Friday, September 29, 2006

I am rather in love

with Hardy in any case but this bit of Claire Tomalin's new biography excerpted at the Guardian pretty much clinches it. Here's a taste:

He liked to work in old clothes, and particularly a pair of trousers that went back to the turn of the century and which he mended himself with string. He also kept an ancient shawl, crocheted from fawn or beige wool, to put over his shoulders, and sometimes his head too, against the cold. There was an open fire, laid but not lit by the maid because he liked to get it going himself. No other heat, since neither gas nor electricity had reached Max Gate, and light was provided by oil lamps. No telephone, although one was installed downstairs in 1920, which he refused to answer. In the same year the house acquired a wireless set, of which Wessex, his dog, became so passionately fond that Hardy sometimes got up early and went down in his long night-shirt and short dressing-gown to turn it on for him. He slept in an unheated bedroom and had his hot water brought up in jugs. His second wife Florence would join him for early morning tea at 7.45, coming through the dressing room between their rooms.

My English grandfather (1910-2004) had an amazing anecdote about Thomas Hardy: when Hardy died in 1928, there was an immense funeral in Westminster Abbey, and my grandfather illicitly took the day off school to go to it and pay his respects (the story has more details that I don't remember: him helping an old Dorset relative of Hardy's into a seat in the pew?). The thing I find extraordinary, of course, is to think of Hardy as living so long into the twentieth century. But then you can feel very close to the past this way: my grandmother's grandfather was a Unitarian minister at the church in Cross Street, Manchester at the same time as Elizabeth Gaskell's husband. Strange thoughts about English literature!

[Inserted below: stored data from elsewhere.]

PR #976, opened 2022-05-12
Don't wrap a promise with a promise

jelly:
Most functions in client.js wrap a promise around a podmanCall which is
already a promise.

Just noticed this occurs a few times in a new PR, I've also been guilty of doing such copy pasta so let's clean it up.

### DIFF
--- a/src/client.js
+++ b/src/client.js
@@ -66,15 +66,7 @@ export function getContainers(system, id) {
     });
 }
 
-export function getContainerStats(system, callback) {
-    return new Promise((resolve, reject) => {
-        const options = {
-            stream: true,
-        };
-        podmanMonitor("libpod/containers/stats", "GET", options, callback, system)
-                .then(resolve, reject);
-    });
-}
+export const getContainerStats = (system, callback) => podmanMonitor("libpod/containers/stats", "GET", { stream: true }, callback, system);
 
 export function inspectContainer(system, id) {
     return new Promise((resolve, reject) => {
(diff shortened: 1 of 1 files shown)


src/client.js
```diff
@@ -67,13 +67,10 @@ export function getContainers(system, id) {
...
-        const options = {
-            stream: true,
-        };
-        podmanMonitor("libpod/containers/stats", "GET", options, callback, system)
-                .then(resolve, reject);
-    });
+    const options = {
+        stream: true,
+    };
+    return podmanMonitor("libpod/containers/stats", "GET", options, callback, system);
```
martinpitt, line 73: I'd clean this up even further; declaring `options` here seems overkill. You can just make this all functional with something like
```js
export const getContainerStats = (system, callback) => podmanMonitor("libpod/containers/stats", "GET", { stream: true }, callback, system);
```

which is nice and concise IMHO.

src/client.js
```diff
@@ -106,39 +99,17 @@ export function createContainer(system, config) {
...
 }
 
-export function commitContainer(system, commitData) {
-    return new Promise((resolve, reject) => {
-        podmanCall("libpod/commit", "POST", commitData, system)
-                .then(resolve)
-                .catch(reject);
-    });
-}
+export const commitContainer = (system, commitData) => podmanCall("libpod/commit", "POST", commitData, system);
```
martinpitt, line 102: oh yes, exactly like this :grin:

martinpitt (dismissed):
Thanks! Could be cleaned up even more, but definitively an improvement!

src/client.js
jelly: Fine by me, I wasn't sure if we wanted to go so far but happy to delete more lines :)

marusak: Of course this is a good cleanup. This is just gonna be copy-pasta from when this whole file has been introduced. So please feel free to clean it up as well :)

marusak (approved):
Thanks, nice cleanup!

martinpitt:
Nice, thanks!

PR #982, opened 2022-05-16
Support url parameters for filtering

jelly:
Since Cockpit 269 the service top CPU usage lists podman containers and
links to the podman page without filtering on a specific container name.
For users it would be more useful if they could directly spot the
container, the newly introduced url parameters can filter based on owner
and a search string.

### DIFF
--- a/src/app.jsx
+++ b/src/app.jsx
@@ -65,12 +65,14 @@ class Application extends React.Component {
             podmanRestartAvailable: false,
             currentUser: _("User"),
             privileged: false,
+            location: {},
         };
         this.onAddNotification = this.onAddNotification.bind(this);
         this.updateState = this.updateState.bind(this);
         this.onDismissNotification = this.onDismissNotification.bind(this);
         this.onFilterChanged = this.onFilterChanged.bind(this);
         this.onOwnerChanged = this.onOwnerChanged.bind(this);
+        this.onContainerFilterChanged = this.onContainerFilterChanged.bind(this);
         this.updateImagesAfterEvent = this.updateImagesAfterEvent.bind(this);
         this.updateContainerAfterEvent = this.updateContainerAfterEvent.bind(this);
         this.updateContainerStats = this.updateContainerStats.bind(this);
@@ -79,6 +81,7 @@ class Application extends React.Component {
         this.handleImageEvent = this.handleImageEvent.bind(this);
         this.handleContainerEvent = this.handleContainerEvent.bind(this);
         this.checkUserService = this.checkUserService.bind(this);
+        this.onNavigate = this.onNavigate.bind(this);
     }
 
     onAddNotification(notification) {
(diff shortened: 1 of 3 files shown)


src/app.jsx
```diff
@@ -65,6 +65,7 @@ class Application extends React.Component {
             podmanRestartAvailable: false,
             currentUser: _("User"),
             privileged: false,
+            location: {},
```
jelly, line 68: maybe it should be renamed to `url_parameters`?

src/app.jsx
```diff
@@ -511,6 +533,29 @@ class Application extends React.Component {
...
+        cockpit.removeEventListener("locationchanged", this.onNavigate);
+    }
+
+    onNavigate() {
+        // HACK: Use usePageLocation when this is rewritten into a functional component
+        const { options, path } = cockpit.location;
+        this.setState({ location: options });
+        // only use the root path
+        if (path.length === 0) {
+            if (options.container) {
```
jelly, line 551: We should probably change this to `name`

garrett (changes requested):
Ah, this is a great start!

It doesn't support all/running for containers.

Also, does this support targeting specific containers? Or just their names? (I guess container names are unique.) I'm specifically wondering about how this will be used to link from the metrics page.

marusak:
> It doesn't support all/running for containers.

Maybe we should add that as well. I know that when you get here from metrics page the container needs to be running (to consume resources) but it might just die as you go to the podman page and then you would see empty page. going to `?name=foo&owner=system&containers=all` would be more robust.

src/app.jsx
marusak: :man_shrugging:

garrett (approved):
:+1: Looks great!

---

I think we should add a filter clear link when filters are active. As we had filtering prior to this PR, I guess that could be done in a follow-up. But it would be nice to have it in an _immediate_ follow-up, especially if we want to talk about filtering in the release notes.

Here's a screenshot of something being filtered. It's not entirely obvious that things are filtered at the moment, especially if one follows a link that filters by default, from another page.

Screenshot 2022-05-17 at 18-01-00 Podman containers - garrett@Bolt

https://www.patternfly.org/v4/guidelines/filters/#clearing-filters:

> **Clearing filters**
>
> The option to clear all filters will be displayed after the last filter chip. It should read “Clear filters” in sentence case. When clicked, it should remove all applied filters and collapse the toolbar back into a single row.

It doesn't show a screenshot, but there is a filter clear link @ https://www.patternfly.org/v4/components/table#composable-empty-state (although that's an empty state, and this wouldn't necessarily be so).

jelly:
> +1 Looks great!
> 
> I think we should add a filter clear link when filters are active. As we had filtering prior to this PR, I guess that could be done in a follow-up. But it would be nice to have it in an _immediate_ follow-up, especially if we want to talk about filtering in the release notes.
> 
> Here's a screenshot of something being filtered. It's not entirely obvious that things are filtered at the moment, especially if one follows a link that filters by default, from another page.
> 
> Screenshot 2022-05-17 at 18-01-00 Podman containers - garrett@Bolt
> 
> https://www.patternfly.org/v4/guidelines/filters/#clearing-filters:
> 
> > **Clearing filters**
> > The option to clear all filters will be displayed after the last filter chip. It should read “Clear filters” in sentence case. When clicked, it should remove all applied filters and collapse the toolbar back into a single row.
> 
> It doesn't show a screenshot, but there is a filter clear link @ https://www.patternfly.org/v4/components/table#composable-empty-state (although that's an empty state, and this wouldn't necessarily be so).

I understand the concern but I also feel that it doesn't per se fit the design as filtering is usually applied to a table. We can add a clear filters button but that also feels weird as it clears three things then?

I was looking at the logs page as comparison btw.

PR #1229, opened 2023-03-16
Bump sass to fix performance regression

KKoukiou:
https://github.com/sass/dart-sass/releases/tag/1.59.3


martinpitt (approved):
Yay! :racehorse:

martinpitt:
That's more like it!
```
❱❱❱ time node build.js 

real	0m6.074s
```

It was around 90 seconds before..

(Oh, and as someone who hates shopping, I like the idea of someone saying about my fifty-years-from-now future self--supposing I live so long, and that anybody in any case cares what clothes I would wear which is singularly unlikely--that I wore a pair of trousers dating back to the last century which I mended with string! Though I think string is not so useful with current fashions for mending purposes; duct tape, more likely....)

2 comments:

  1. Claire Tomalin's biography of Austen has a line something like "she would have rejoiced in the freedom of an old pair of trousers" - interesting.